((

PR #124, opened 2026-04-28
feat(coverage): per-symbol code coverage from lcov reports + codegraph_coverage MCP tool

andreinknv:
> **🔗 Stacked on #118 (file-based migrations).** Until that lands, this PR's diff transitively includes the refactor commit. The intrinsic addition for *this* PR is the new files in `src/coverage/`, `src/db/migrations/018-*.ts`, `src/mcp/tools/coverage.ts`, the QueryBuilder methods, the CLI command, and the tests — see "Files changed" below. After #118 lands, the diff auto-cleans.

## Summary

Per-symbol code coverage from external CI artifacts (lcov today; cobertura/jacoco are deliberate scope cuts for v1). Joining coverage to the graph's existing signals unlocks the killer query an AI agent has been missing:

```
mode=ranked, minCentrality=0.001, maxPct=0.5
```

— "high-impact code that's barely tested" in one MCP call. Currently the agent has to ask for centrality, then ask for callers, then guess about test coverage by reading test file names. Now it's one row.

## What ships

| Piece | Purpose |
|---|---|
| `src/coverage/lcov.ts` | Streaming lcov.info parser (handles DA/BRDA, CRLF, missing trailing `end_of_record`, Istanbul's `-1` excluded-line sentinel) |
| `src/coverage/index.ts` | Ingestion orchestrator: maps report paths to indexed nodes (with monorepo suffix-matching), rolls hits up to symbol spans |
| Migration 018 | `node_coverage` table keyed on `(node_id, source)` so multiple test suites coexist |
| `getNodeCoverage`, `getCoverageRanked`, `getCoverageStats`, `clearCoverageSource` | QueryBuilder methods |
| `codegraph_coverage` MCP tool | Three modes: `symbol` (single lookup), `ranked` (worst-coverage-first), `stats` (project rollup) |
| `codegraph coverage <report>` CLI | Ingest with `--source <name>` and `--clear` flags |

## The agent-first angle

Most coverage tooling is dashboards-for-humans. Codegraph's positioning is *code intelligence as MCP tools agents call.* That makes the join with existing signals the differentiator:

```sql
-- "What untested function does the most callers depend on?"
SELECT n.name, n.centrality, c.covered_lines, c.total_lines
FROM nodes n
JOIN node_coverage c ON c.node_id = n.id
WHERE n.centrality > 0.001
  AND (CAST(c.covered_lines AS REAL) / c.total_lines) <= 0.5
ORDER BY n.centrality DESC LIMIT 10;
```

[...]

PR #127, opened 2026-04-28
fix(gitignore): anchor "coverage/" to repo root (unblocks src/coverage/, packages/*/coverage/)

andreinknv:
## Summary

The `coverage/` rule on line 21 of `.gitignore` is unanchored — it matches any `coverage/` directory in the tree, not just the test-output one at the repo root. This is a real footgun: when adding a `src/coverage/` module (or `packages/*/coverage/` in a monorepo), `git add` silently drops the files with no warning.

This bit me on PR #124 — the `src/coverage/` module was written and tested locally, but never made it into the commit because `git add src/coverage/` was silently swallowed. The PR shipped with `__tests__/coverage.test.ts` importing a module that didn't exist; whoever rebases or merges it hits a build failure that's confusing to debug.

The fix anchors the rule to the repo root: `/coverage/`. This still ignores the test-output `coverage/` at root (the original intent) while allowing source paths like `src/coverage/` to be committed normally.

## Test plan

- [x] `git check-ignore -v src/coverage/foo.ts` → no longer matches
- [x] `git check-ignore -v coverage/lcov.info` → still matches the root-level rule
- [x] No code changes; behavior is purely the gitignore semantics

Independent of the issue #120 merge guide — this can land any time and helps every future PR that touches anything named `coverage/` outside the repo root.

### DIFF
--- a/.gitignore
+++ b/.gitignore
@@ -18,7 +18,7 @@ dist/
 Thumbs.db
 
 # Test coverage
-coverage/
+/coverage/
 .nyc_output/
 
 # Environment


colbymchenry:
Reviewed and merging. Anchoring to root is the correct fix — unanchored matches at any depth, which is exactly the silent-swallow footgun you flagged. Thanks.

PR #128, opened 2026-04-28
fix(cli): surface lock-acquisition errors and silence Emscripten Aborted() spam

andreinknv:
## Summary

Two small, unrelated CLI cosmetic bugs that show up when the indexer is under load. Both are actively misleading rather than just noisy.

### 1. Lock-acquisition error hidden behind "No files found to index"

`printIndexResult` falls through to `'No files found to index'` whenever `filesIndexed === 0 && filesErrored === 0`. The lock-acquisition path in `indexAll`/`sync` returns `{ success: false, errors: [{ message: 'Could not acquire file lock ...', severity: 'error' }] }`, but `filesErrored` counts only file-level parse failures — so the lock-failure message never gets shown. The user sees "No files found to index" while another indexer is actively running.

Added a check at the top of `printIndexResult` that surfaces the first generic error when `result.success === false`.

### 2. Emscripten Aborted() spam leaking to the parent terminal

When tree-sitter WASM crashes on a pathological file (large generated C/C++ headers, etc.), the parse worker correctly catches the `RuntimeError: memory access out of bounds` and exits with code 1 — but Emscripten itself prints `Aborted()` (and a follow-up `Build with -sASSERTIONS for more info` line) directly to stderr *before* the JS handler runs. Those lines leak to the parent's terminal even though the JS layer recovers cleanly. Re-indexing a repo with WASM-prone files produces dozens of `Aborted()` lines.

Installed a startup-time `process.stderr.write` filter in `parse-worker.ts` that drops only those two specific Emscripten internal lines. Everything we log ourselves (via `console.*` / `parentPort.postMessage`) passes through unchanged.

## Test plan

Verified live against ollama/ollama@v0.22.0 (1.2 GB repo, 1,179 indexed files including vendored llama.cpp / MLX-C):

- [x] `codegraph index` while another indexer is running now shows `Could not acquire file lock - another process may be indexing` (was: "No files found to index")
- [x] Re-index of a repo that had previously triggered WASM-abort lines: 0 `Aborted()` lines (was: 68+)
- [x] `npx tsc --noEmit` passes

### DIFF
--- a/src/bin/codegraph.ts
+++ b/src/bin/codegraph.ts
@@ -265,6 +265,19 @@ type IndexResult = {
 function printIndexResult(clack: typeof import('@clack/prompts'), result: IndexResult, projectPath?: string): void {
   const hasErrors = result.filesErrored > 0;
 
+  // Surface non-file-level failures (e.g. lock-acquisition failure
+  // when another indexer is running) before the file-count branches.
+  // Without this the CLI falls through to "No files found to index",
+  // which is actively misleading — the index DID run, it just couldn't
+  // get the lock.
+  if (!result.success && !hasErrors && result.filesIndexed === 0) {
+    const generic = result.errors.find((e) => e.severity === 'error');
+    if (generic) {
+      clack.log.error(generic.message);
+      return;
+    }
+  }
+
   if (result.filesIndexed > 0) {
     if (hasErrors) {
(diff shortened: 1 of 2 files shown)


colbymchenry:
Reviewed and merging.

The stderr filter is well-scoped to the parse-worker process (no risk of swallowing main-process output) and the comments explicitly call out the per-call-match and substring-exactness caveats — exactly the right things to flag. The CLI fix only kicks in for the precise misreported state. Auto-merges with main, full suite passes. Thanks.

))

:: PROBLEM TO SOLVE ::
Could the data above be set down exactly, in full?

:: YOUR SOLUTION ::
PR #124, opened 2026-04-28
feat(coverage): per-symbol code coverage from lcov reports + codegraph_coverage MCP tool

andreinknv:
> **🔗 Stacked on #118 (file-based migrations).** Until that lands, this PR's diff transitively includes the refactor commit. The intrinsic addition for *this* PR is the new files in `src/coverage/`, `src/db/migrations/018-*.ts`, `src/mcp/tools/coverage.ts`, the QueryBuilder methods, the CLI command, and the tests — see "Files changed" below. After #118 lands, the diff auto-cleans.

## Summary

Per-symbol code coverage from external CI artifacts (lcov today; cobertura/jacoco are deliberate scope cuts for v1). Joining coverage to the graph's existing signals unlocks the killer query an AI agent has been missing:

```
mode=ranked, minCentrality=0.001, maxPct=0.5
```

— "high-impact code that's barely tested" in one MCP call. Currently the agent has to ask for centrality, then ask for callers, then guess about test coverage by reading test file names. Now it's one row.

## What ships

| Piece | Purpose |
|---|---|
| `src/coverage/lcov.ts` | Streaming lcov.info parser (handles DA/BRDA, CRLF, missing trailing `end_of_record`, Istanbul's `-1` excluded-line sentinel) |
| `src/coverage/index.ts` | Ingestion orchestrator: maps report paths to indexed nodes (with monorepo suffix-matching), rolls hits up to symbol spans |
| Migration 018 | `node_coverage` table keyed on `(node_id, source)` so multiple test suites coexist |
| `getNodeCoverage`, `getCoverageRanked`, `getCoverageStats`, `clearCoverageSource` | QueryBuilder methods |
| `codegraph_coverage` MCP tool | Three modes: `symbol` (single lookup), `ranked` (worst-coverage-first), `stats` (project rollup) |
| `codegraph coverage <report>` CLI | Ingest with `--source <name>` and `--clear` flags |

## The agent-first angle

Most coverage tooling is dashboards-for-humans. Codegraph's positioning is *code intelligence as MCP tools agents call.* That makes the join with existing signals the differentiator:

```sql
-- "What untested function does the most callers depend on?"
SELECT n.name, n.centrality, c.covered_lines, c.total_lines
FROM nodes n
JOIN node_coverage c ON c.node_id = n.id
WHERE n.centrality > 0.001
  AND (CAST(c.covered_lines AS REAL) / c.total_lines) <= 0.5
ORDER BY n.centrality DESC LIMIT 10;
```

[...]

PR #127, opened 2026-04-28
fix(gitignore): anchor "coverage/" to repo root (unblocks src/coverage/, packages/*/coverage/)

andreinknv:
## Summary

The `coverage/` rule on line 21 of `.gitignore` is unanchored — it matches any `coverage/` directory in the tree, not just the test-output one at the repo root. This is a real footgun: when adding a `src/coverage/` module (or `packages/*/coverage/` in a monorepo), `git add` silently drops the files with no warning.

This bit me on PR #124 — the `src/coverage/` module was written and tested locally, but never made it into the commit because `git add src/coverage/` was silently swallowed. The PR shipped with `__tests__/coverage.test.ts` importing a module that didn't exist; whoever rebases or merges it hits a build failure that's confusing to debug.

The fix anchors the rule to the repo root: `/coverage/`. This still ignores the test-output `coverage/` at root (the original intent) while allowing source paths like `src/coverage/` to be committed normally.

## Test plan

- [x] `git check-ignore -v src/coverage/foo.ts` → no longer matches
- [x] `git check-ignore -v coverage/lcov.info` → still matches the root-level rule
- [x] No code changes; behavior is purely the gitignore semantics

Independent of the issue #120 merge guide — this can land any time and helps every future PR that touches anything named `coverage/` outside the repo root.

### DIFF
--- a/.gitignore
+++ b/.gitignore
@@ -18,7 +18,7 @@ dist/
 Thumbs.db
 
 # Test coverage
-coverage/
+/coverage/
 .nyc_output/
 
 # Environment


colbymchenry:
Reviewed and merging. Anchoring to root is the correct fix — unanchored matches at any depth, which is exactly the silent-swallow footgun you flagged. Thanks.

PR #128, opened 2026-04-28
fix(cli): surface lock-acquisition errors and silence Emscripten Aborted() spam

andreinknv:
## Summary

Two small, unrelated CLI cosmetic bugs that show up when the indexer is under load. Both are actively misleading rather than just noisy.

### 1. Lock-acquisition error hidden behind "No files found to index"

`printIndexResult` falls through to `'No files found to index'` whenever `filesIndexed === 0 && filesErrored === 0`. The lock-acquisition path in `indexAll`/`sync` returns `{ success: false, errors: [{ message: 'Could not acquire file lock ...', severity: 'error' }] }`, but `filesErrored` counts only file-level parse failures — so the lock-failure message never gets shown. The user sees "No files found to index" while another indexer is actively running.

Added a check at the top of `printIndexResult` that surfaces the first generic error when `result.success === false`.

### 2. Emscripten Aborted() spam leaking to the parent terminal

When tree-sitter WASM crashes on a pathological file (large generated C/C++ headers, etc.), the parse worker correctly catches the `RuntimeError: memory access out of bounds` and exits with code 1 — but Emscripten itself prints `Aborted()` (and a follow-up `Build with -sASSERTIONS for more info` line) directly to stderr *before* the JS handler runs. Those lines leak to the parent's terminal even though the JS layer recovers cleanly. Re-indexing a repo with WASM-prone files produces dozens of `Aborted()` lines.

Installed a startup-time `process.stderr.write` filter in `parse-worker.ts` that drops only those two specific Emscripten internal lines. Everything we log ourselves (via `console.*` / `parentPort.postMessage`) passes through unchanged.

## Test plan

Verified live against ollama/ollama@v0.22.0 (1.2 GB repo, 1,179 indexed files including vendored llama.cpp / MLX-C):

- [x] `codegraph index` while another indexer is running now shows `Could not acquire file lock - another process may be indexing` (was: "No files found to index")
- [x] Re-index of a repo that had previously triggered WASM-abort lines: 0 `Aborted()` lines (was: 68+)
- [x] `npx tsc --noEmit` passes

### DIFF
--- a/src/bin/codegraph.ts
+++ b/src/bin/codegraph.ts
@@ -265,6 +265,19 @@ type IndexResult = {
 function printIndexResult(clack: typeof import('@clack/prompts'), result: IndexResult, projectPath?: string): void {
   const hasErrors = result.filesErrored > 0;
 
+  // Surface non-file-level failures (e.g. lock-acquisition failure
+  // when another indexer is running) before the file-count branches.
+  // Without this the CLI falls through to "No files found to index",
+  // which is actively misleading — the index DID run, it just couldn't
+  // get the lock.
+  if (!result.success && !hasErrors && result.filesIndexed === 0) {
+    const generic = result.errors.find((e) => e.severity === 'error');
+    if (generic) {
+      clack.log.error(generic.message);
+      return;
+    }
+  }
+
   if (result.filesIndexed > 0) {
     if (hasErrors) {
(diff shortened: 1 of 2 files shown)


colbymchenry:
Reviewed and merging.

The stderr filter is well-scoped to the parse-worker process (no risk of swallowing main-process output) and the comments explicitly call out the per-call-match and substring-exactness caveats — exactly the right things to flag. The CLI fix only kicks in for the precise misreported state. Auto-merges with main, full suite passes. Thanks.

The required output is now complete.